# Fort Collins Field Trial Results?



## Downtown (Jan 25, 2004)

Any Derby Results ????


----------



## Guest (Aug 7, 2005)

Missy: Is Rocky running in this one? Is any other notables running? Ralph


----------



## Downtown (Jan 25, 2004)

Yes Rocky is running this one and so is Coot.

Clint has 5 dogs entered. 

We know that Coot won 3rd place. Still waiting to hear if Rocky did anything. 
Keep your fingers crossed!

Oh, Congratulations on the New Family news!

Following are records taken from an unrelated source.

PR #2694, opened 2018-08-31
Convert DomoticzTCP hardware class to use ASyncTCP

gordonb3:


gizmocuz:
Thanks! I will wait a bit with this patch as there is another patch waiting that is making changes to this class.

gizmocuz:
I was afraid of this... there are some merging issues caused by accepting PR 2880/2881

gordonb3:
Saw that. Was unavoidable due to the nature of this patch. Would have been better if the changes to these two files had been reverted in those PRs

gizmocuz:
I am not to keep about that change in DomoticzTCP either, maybe it's best to make a copy of your modified files, revert to the repo, and copy your files back and update this PR

gordonb3:
I'll have a look. Seems I should implement 2680.

Was having a discussion with Erik. Still don't think 2681 solves anything and otherwise this would still be a problem with WriteToHardware() that is accessed from mainworker. We both do agree though that there is something fishy with the ASyncTCP update() method. We think this is in reality polled I/O.

gordonb3:
Just noticing something: is it right to set m_bIsStarted to true if StartHardware() returns false?

gordonb3:
Seems to be something wrong with the switch to RFXBase:

```
2018-09-01 10:08:19.363  Error: RFXCOM: input buffer out of sync, going to restart!....
2018-09-01 10:08:19.363  Error: UNHANDLED PACKET TYPE:      FS20 36
```

Never mind. overlooked a reference to what was already a pointer

emontnemery:
@gordonb3  _Still don't think 2681 solves anything and otherwise this would still be a problem with WriteToHardware() that is accessed from mainworker._

#2681 solves a threading error when shutting down HW
As you correctly state, accessing WriteToHardware() is _also_ an issue because the asio::socket class is not thread safe (https://www.boost.org/doc/libs/1_67_0/doc/html/boost_asio/reference/ip__tcp/socket.html). Hence, thread safe WriteToHardware() should be implemented _as well_ as #2681, and I'm currently working on it by refactoring the ASyncTCP class to use signals instead of direct calls.

gizmocuz:
@gordonb3 , no 'm_bIsStarted' should not be set to true is starthardware cannot succeed

gordonb3:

I am so happy for you


----------



## FOM (Jan 17, 2003)

Derby Results:

1st - Watermark's Laurie Darlin O-Richard Price H-Clint Avant
2nd - Spellbinder Hex O-Jane & Gary Edwards H-Clint Avant
3rd - Taylorlab Downtown Cooter Brown O-Lyle Steinman H-Clint Avant
4th - Patton's Black Water Ripper O-Bobby Purser H-Mark Edwards
RJ - Lightning Fast Quack Attacker O/H-Lainee Shinsato
Jams:
RockErin's Bodacious Cowgirl O-Ron Van Den Bussche H-Joseph McCann
Creek Robbin Augustus McCrea O-Maty Stewart H-Mark Edwards
Moon Schoon Devil Double Down O/H-Jeff Schoonover
Red Dirt's Big Iron O-Chris Payne H-Joseph McCann

That's what I wrote down in my catalog....

Lainee, Flash and Bullet


----------



## Downtown (Jan 25, 2004)

Thanks Lainee !


----------



## FOM (Jan 17, 2003)

Downtown said:


> Still waiting to hear if Rocky did anything.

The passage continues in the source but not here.